For some time the political news programs televised have routinely been using the battling spokespersons gimmick to give the illusion of being thorough or even-handed. So they present talking heads who are paid and partisan attack dogs. Predictably, those presentations often degenerate into shouting contests about ideology.
It appears the TV bosses remain convinced that the public can’t get enough of the bickering blowhards they’ve been dishing out. Yet, rarely are such presentations edifying.
Isn’t some part of why political discourse at every level in America has gotten to be so rude that too many citizens don’t understand the issues of their time below the surface?
It seems to me the pols, the flacks and the pundits have all been pitching their propaganda at what they see as a shallow-thinking audience. They would have you believe it’s all about slogans and personalities.

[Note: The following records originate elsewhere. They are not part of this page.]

PR #1669, opened 2022-09-02
[React] Tabs ssr bug

clairesunstudio:
There's an issue when server-side rendering the Tab component in Mayflower react.

In Gatsby build (SSR) -  
tabs-ssr-bug

When the page is refreshed, the tabs are not showing any content. 

This is because, in `TabBody` `ComponentDidMount`, it's using document.getElementById to get elements that are not yet rendered in DOM. When server-side rendered, the state was never set when the component was initially mounted. Subsequent changes to the DOM makes the tabs content show up, because it was using `MutationObserver` to track the changes and set the state. 

I have set up a testing repo to demonstrate the issue and to enable a better debugging environment linking to local Mayflower for SSR. 

https://github.com/clairesunstudio/mayflower-ssr-tabs

You can see on initial load, the "rendered" log was never triggered:
Screen Shot 2022-09-02 at 2 27 52 PM

But when you alter a component on the page, the Tab component re-renders with the content.
Screen Shot 2022-09-02 at 2 04 40 PM

So the issue lies with the setState in componentDidMount life cycle in SSR

Related MF PR:
https://github.com/EOANF/budget/pull/306/files

### DIFF
--- a/packages/react/src/components/organisms/TabContainer/tab-body.js
+++ b/packages/react/src/components/organisms/TabContainer/tab-body.js
@@ -5,12 +5,16 @@ import { Portal } from 'react-portal/es';
 class TabBody extends React.Component {
   constructor(props) {
     super(props);
+    // console.log(props)
     this.state = {
-      nodeList: []
+      nodeList: [this.props.tabBodyRef.current] || []
     };
+    // console.log('set state: ' + global.MutationObserver)
     if (global.MutationObserver) {
       this.observer = new MutationObserver((mutations) => {
         const tabContainer = document.getElementById(this.props.tabContainerBodyId);
+        console.log('mutated!!!!')
+        console.log(mutations)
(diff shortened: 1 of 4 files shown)


packages/react/src/components/organisms/TabContainer/tab-body.js
```diff
@@ -23,15 +27,19 @@ class TabBody extends React.Component {
         });
       });
     }
+    this.observer.observe(document, { attributes: true, childList: true, subtree: true });
   }
 
   componentDidMount() {
     const nodeList = document.getElementById(this.props.tabContainerBodyId);
     if (nodeList) {
+      console.log('rendered!!!!!')
```
clairesunstudio, line 36: this was never triggered in SSR because nodeList is null on intial mount as the component has not been rendered yet.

Now we see hotheads tossing words like “socialism” around in ways that plainly reveal they don’t even know the meaning of the word.
After all, public education is socialism. Taxes pay the salaries of our policemen and firefighters. The public pays for the medical care of veterans and social security for seniors. We don't drive on private highways, public funds build our roads. Socialism is all around us. Whether we need more of it is a question worth asking, but to pretend it's a matter of socialism, or not, is a red herring. And, the ruse only works on chumps who wear their ignorance like it's a medal of honor.
The irony here is that with the Internet, today’s voters now have access to more raw information than ever. However, it seems the still-young Internet has been better suited to amplifying frivolous distractions than it has been to promoting reason and understanding.
Maybe that will change.
Meanwhile, doesn't it seem those in charge of information dissemination at the highest levels generally like it better when their consumers can't think for themselves?
1 comment:
FT - It's true we currently live with many socialistic services, such as the post office, police, public schools ,etc; however, unlike a purely socialistic state, these services work in tandem or in competition with similar private enterprises. For example the PO also competes with FedEx & UPS; in addition to public schools we have private school options. They are not sole providers, which would tag them as purely socialistic if they served alone, with no private competition. The problem with adding government-provided health insurance as a public or "socialist" option is that as written, this public service would not fairly compete with the private services. The public health service is tagged as a compulsory fallback in the event someone wishes to change or is dropped from current private coverage, but private health care coverage is not a fallback from the government service - it is a 1-way street with an unfair advantage only, which over time slowly chips away and eliminates the private services. Medicare is a good example of a pure socialistic service as it has no competition in the private sector - but it is incurring horrific debt. We could expect similar debt from a socialistic health insurance option also, since rates would have to be set regardless of health.
It seems to me, though, that in this case it is the government that is assuming the public cannot think or make health insurance decisions for themselves. more so than the media.